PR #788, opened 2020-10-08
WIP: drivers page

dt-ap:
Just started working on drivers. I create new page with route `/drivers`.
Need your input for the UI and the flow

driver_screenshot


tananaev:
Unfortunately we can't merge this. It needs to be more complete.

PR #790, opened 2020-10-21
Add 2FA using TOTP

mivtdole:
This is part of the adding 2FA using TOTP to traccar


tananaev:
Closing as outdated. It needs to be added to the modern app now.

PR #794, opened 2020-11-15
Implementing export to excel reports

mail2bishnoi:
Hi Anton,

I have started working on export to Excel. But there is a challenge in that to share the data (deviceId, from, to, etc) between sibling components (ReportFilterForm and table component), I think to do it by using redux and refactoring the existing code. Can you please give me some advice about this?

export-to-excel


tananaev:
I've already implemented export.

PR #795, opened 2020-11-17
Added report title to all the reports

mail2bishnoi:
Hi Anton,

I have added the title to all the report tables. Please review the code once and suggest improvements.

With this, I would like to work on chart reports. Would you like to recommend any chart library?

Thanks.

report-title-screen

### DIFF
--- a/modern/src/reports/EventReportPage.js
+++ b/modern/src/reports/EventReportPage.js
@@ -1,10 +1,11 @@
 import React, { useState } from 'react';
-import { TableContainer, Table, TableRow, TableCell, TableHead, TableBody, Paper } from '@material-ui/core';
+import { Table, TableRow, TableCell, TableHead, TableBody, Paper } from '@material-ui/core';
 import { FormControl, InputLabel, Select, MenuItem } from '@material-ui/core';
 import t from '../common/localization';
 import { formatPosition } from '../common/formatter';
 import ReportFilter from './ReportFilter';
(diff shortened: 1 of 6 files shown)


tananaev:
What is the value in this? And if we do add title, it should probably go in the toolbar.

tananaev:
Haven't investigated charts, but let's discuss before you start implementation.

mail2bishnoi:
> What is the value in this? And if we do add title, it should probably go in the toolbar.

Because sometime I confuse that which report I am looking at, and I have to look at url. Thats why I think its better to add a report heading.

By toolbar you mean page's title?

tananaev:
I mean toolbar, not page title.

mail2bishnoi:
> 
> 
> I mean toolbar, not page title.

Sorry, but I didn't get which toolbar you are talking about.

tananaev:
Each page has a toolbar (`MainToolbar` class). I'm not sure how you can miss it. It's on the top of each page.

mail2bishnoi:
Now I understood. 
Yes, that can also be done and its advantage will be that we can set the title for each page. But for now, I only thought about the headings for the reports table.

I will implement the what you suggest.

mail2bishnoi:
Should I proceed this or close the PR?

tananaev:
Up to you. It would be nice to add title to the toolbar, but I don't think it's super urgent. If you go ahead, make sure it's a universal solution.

# ASSIGNED TASK
State how many lines of the listing hold the string "which", and add nothing else.

# YOUR SOLUTION
2